Some companies require full - stack AI, which has led to a significant increase in Token usage. An employee from a game company in Guangzhou said that previously, Tokens were free for all employees. He used nearly 30,000 Tokens in a month, and everyone in the department exceeded the quota. After that, they could only use the DeepSeek model.
A programmer in Shanghai shared on a social platform that there are only four people in his department, but they consumed Tokens worth 60,000 yuan in a month. Now, the technical leader has directly purchased DeepSeek Tokens and asked the technicians to switch.

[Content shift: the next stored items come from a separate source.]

PR #1807, opened 2026-05-18
feat: add GitHub Codespaces dev container

dsnsgithub:
## Summary
Create an easy way to use Github Codespaces, which will make it easier for new developers to start working on AntAlmanac (and fix any machine-specific environment problems).

image
image

## Test Plan
- Create a new GitHub Codespaces (instructions in [README.md](https://github.com/icssc/AntAlmanac/tree/claude/setup-codespaces-dev-env-2GVjz#:~:text=Quickest%20Start%3A%20GitHub%20Codespaces) of this branch)
- Make sure that this branch is selected under "Dev container configuration" (**only needed until this PR is merged**)
- Wait a few minutes for the development environment to be created
- Run `pnpm dev` in the terminal.

### DIFF
--- a/.devcontainer/devcontainer.json
+++ b/.devcontainer/devcontainer.json
@@ -1,0 +1,38 @@
+{
+    "name": "AntAlmanac",
+    "image": "mcr.microsoft.com/devcontainers/typescript-node:1-22-bookworm",
+    "features": {
+        "ghcr.io/devcontainers/features/docker-in-docker:2": {
+            "version": "latest",
+            "moby": true
+        },
+        "ghcr.io/devcontainers/features/github-cli:1": {}
+    },
+    "forwardPorts": [3000, 5432],
+    "portsAttributes": {
+        "3000": {
+            "label": "AntAlmanac Web",
+            "onAutoForward": "openPreview"
+        },
+        "5432": {
+            "label": "PostgreSQL",
+            "onAutoForward": "silent"
+        }
+    },
+    "postCreateCommand": "bash .devcontainer/post-create.sh",
+    "remoteUser": "node",
+    "customizations": {
+        "vscode": {
+            "extensions": [
+                "oxc.oxc-vscode",
+                "ms-azuretools.vscode-docker",
+                "bradlc.vscode-tailwindcss",
+                "mikestead.dotenv"
+            ],
+            "settings": {
+                "terminal.integrated.defaultProfile.linux": "bash",
+                "editor.formatOnSave": false
+            }
+        }
+    }
+}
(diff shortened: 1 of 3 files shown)


.devcontainer/devcontainer.json
```diff
@@ -0,0 +1,38 @@
...
+        }
+    },
+    "postCreateCommand": "bash .devcontainer/post-create.sh",
+    "remoteUser": "node",
+    "customizations": {
+        "vscode": {
+            "extensions": [
+                "oxc.oxc-vscode",
+                "ms-azuretools.vscode-docker",
+                "bradlc.vscode-tailwindcss",
```
calebwongg: nit: we never actually use tailwind for any of our styling, the only reason why claude thought we need it is because it is a dependency OF the aants dependency @react-email/components. I think the only instance we would ever write tailwind in our current codebase is if someone was editing the react-email component in node modules (which nobody ever does). so it should be safe to delete it here.

calebwongg (changes requested):
not the most versed in shell script but everything looks good to me after we delete the tailwind extension. lowkey my codespaces takes like 10 minutes to start up but it should be just because codespaces itself is heavy. hopefully this motivates more open source contributers🤞🤞

.devcontainer/devcontainer.json
dsnsgithub: resolved https://github.com/icssc/AntAlmanac/pull/1807/changes/9e344c9276dfb050016743e739f6dacc81c2299a

dsnsgithub:
> not the most versed in shell script but everything looks good to me after we delete the tailwind extension. lowkey my codespaces takes like 10 minutes to start up but it should be just because codespaces itself is heavy. hopefully this motivates more open source contributers🤞🤞

In my testing, most of the startup time is spent waiting for `pnpm --filter antalmanac get-data` to finish. 

The dev container can also be used locally as long as you have Docker installed if GitHub codespaces doesn't offer enough performance.

If https://github.com/icssc/AntAlmanac/pull/1848 is merged, it might be able to speed up codespace creation.
We could also [prebuild the codespace](https://docs.github.com/en/codespaces/prebuilding-your-codespaces/about-github-codespaces-prebuilds) with GitHub Actions, but that would be more involved.

calebwongg (approved):
It just occurred to me that users are still going to have to generate their own aapi key and their own better auth secret. So they still will have to do slight config for their environment, which I suppose takes away a little from the point of codespaces. I guess theres nothing we can really do about it because we don't want to globalize a key. Aside from that though codespaces does resolve other onboarding conflicts. So lgtm

dsnsgithub:
I think GitHub codespaces are a bit too slow for this use case, especially since the developer still needs to provide their own API keys. We can come back to this later.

Another consequence of Token - maxxing is that during the review, many programmers found that they couldn't understand the code they wrote, and even couldn't find where the code was and why it was written that way. Company managers found that even with the use of AI, the overall operational efficiency didn't improve. When large - scale models needed to be queued, it even affected the progress of important products.
Robin Li, the founder of Baidu, first proposed the concept of Daily Active Agents (DAA) at this year's AI Developer Conference. DAA roughly corresponds to the Daily Active Users (DAU) in the mobile Internet era. It seems that DAA is a better measure of the real prosperity of the platform and ecosystem than simply looking at Token consumption.
From the unrestrained waste with no upper limit to the current "quota system" and "domestic substitution", Internet companies' blind worship of AI is going through an inevitable process of disenchantment.
This article is from the WeChat official account "Tech Planet" (ID: tech618), author: Wang Lin, published by 36Kr with authorization.